Now, if dependencies were in order, and I'd just made a small change to a
single file, and had previously built the project successfully, I'm sure I
could probably catch a single warning. That's a lot of assumptions to work
from. I prefer to let the build fail.

------
SeoxyS
I find it horrifying how many developers are perfectly happy having warnings
in their code.

On the projects I manage, warnings are unacceptable, and treated as errors. We
will not release an update until it builds without warnings.

------
interpol_p
This post has made me visit one of my large project's warnings.
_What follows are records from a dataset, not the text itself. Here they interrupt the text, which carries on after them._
PR #7879, opened 2020-06-27
Close #7849: html: Add html_codeblock_linenos

### LINKED ISSUE #7849: Code blocks with :linenos: are not accessible to blind people
**Describe the bug**
When the screen reader reads the code block, it starts to say "1, 2, 3, 4, 5, 6, ..." and, after all numbers, it reads the code.

**To Reproduce**
Just create a code block with linenos (and more than one line of code), and try to read it with a screen reader.

**Expected behavior**
The screen reader will read "1 first line of code, 2 second line of code, ...) or, better, permit to browse the code like a table (with a real table or aria properties).

**Environment info**
- OS: Linux
- Python version: All
- Sphinx version: 3.1.1
- Sphinx extensions: none
- Extra tools: Firefox or Chromium and Orca

**Additional context**
The problem here is the structure of the code block. It's generated in a table with a single line. One cell contains all numbers and one all lines of code. It's impossible to the screen reader to associate a number to a line of code, and the user can't get advantage of line numbers. Fixing this can fix issue #1007.

tk0miya:
### Feature or Bugfix
- Feature

### Purpose
- refs: #7849 
- This adds `html_codeblock_linenos` option to control the style of line numbers for code-blocks.

### Reamining tasks:

- [x] determine the name of the configuration
- [x] add testcases
- [x] documents

### DIFF
--- a/sphinx/builders/html/__init__.py
+++ b/sphinx/builders/html/__init__.py
@@ -26,7 +26,7 @@ from docutils.utils import relative_path
 from sphinx import package_dir, __display_version__
 from sphinx.application import Sphinx
 from sphinx.builders import Builder
-from sphinx.config import Config
+from sphinx.config import Config, ENUM
 from sphinx.deprecation import RemovedInSphinx40Warning
 from sphinx.domains import Domain, Index, IndexEntry
 from sphinx.environment.adapters.asset import ImageAdapter
@@ -1226,6 +1226,8 @@ def setup(app: Sphinx) -> Dict[str, Any]:
     app.add_config_value('html_search_scorer', '', None)
     app.add_config_value('html_scaled_image_link', True, 'html')
     app.add_config_value('html_baseurl', '', 'html')
+    app.add_config_value('html_codeblock_linenos_style', 'table', 'html',
+                         ENUM('table', 'inline'))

There are two
that I can't seem to be rid of:

Using NS_REQUIRES_NIL_TERMINATION on a var args Objective-C method seems to
cause a warning "Attributes on method implementation and its declaration must
match" — despite both the declaration and implementation being exactly the
same.

Using uniqueIdentifier in debug builds (for TestFlight) triggers an API
deprecation warning. Despite being OK to use for non-App Store iOS apps.

------
julien_p
The author just retweeted a link to this header file to enable Clang warnings
using #pragma's <https://github.com/macmade/SeriousCode>
<https://twitter.com/macmade/status/328219581879558144>

------
tomwilson
I find apples compiler seems to change its mind on what is a warning with
every single version, which in turn made me less interest in removing every
single one of them (especially when you use third party stuff - unity3d seems
to spit out a bunch of warnings right now).

------
kstenerud
I never do -Wall and -Wextra. Why? Because too many of clang's warning
switches have names that have little to do with what they actually warn about.
One in particular has to do with it finding duplicate selectors in different
classes. I can never remember what it's called, but it's very annoying when
you need to find it to disable it. Even worse, when you disable that
particular flag, it disables a whole bunch of other actually useful warnings
as well!

You also DON'T want to do -Wall and -Wextra along with -Werror. Why? Because
when a later version of the compiler gets smarter and puts in more warnings,
suddenly your (working) code won't compile anymore! That would go over very
poorly in a CI system or an open source library! Your "future proofing" has
just ensured that sometime down the road (and likely at an inconvenient time),
your project is guaranteed to break!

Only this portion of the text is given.